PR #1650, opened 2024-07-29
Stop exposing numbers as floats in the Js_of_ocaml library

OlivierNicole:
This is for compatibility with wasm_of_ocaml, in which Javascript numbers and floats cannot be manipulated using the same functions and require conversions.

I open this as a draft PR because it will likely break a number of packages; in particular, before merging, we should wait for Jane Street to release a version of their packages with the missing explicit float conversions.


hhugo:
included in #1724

########################################

Problem requirements
Word for word, repeat the data from its first line through the line with "This is for", including both of those lines and no others.

Reply to the task
PR #1650, opened 2024-07-29
Stop exposing numbers as floats in the Js_of_ocaml library

OlivierNicole:
This is for compatibility with wasm_of_ocaml, in which Javascript numbers and floats cannot be manipulated using the same functions and require conversions.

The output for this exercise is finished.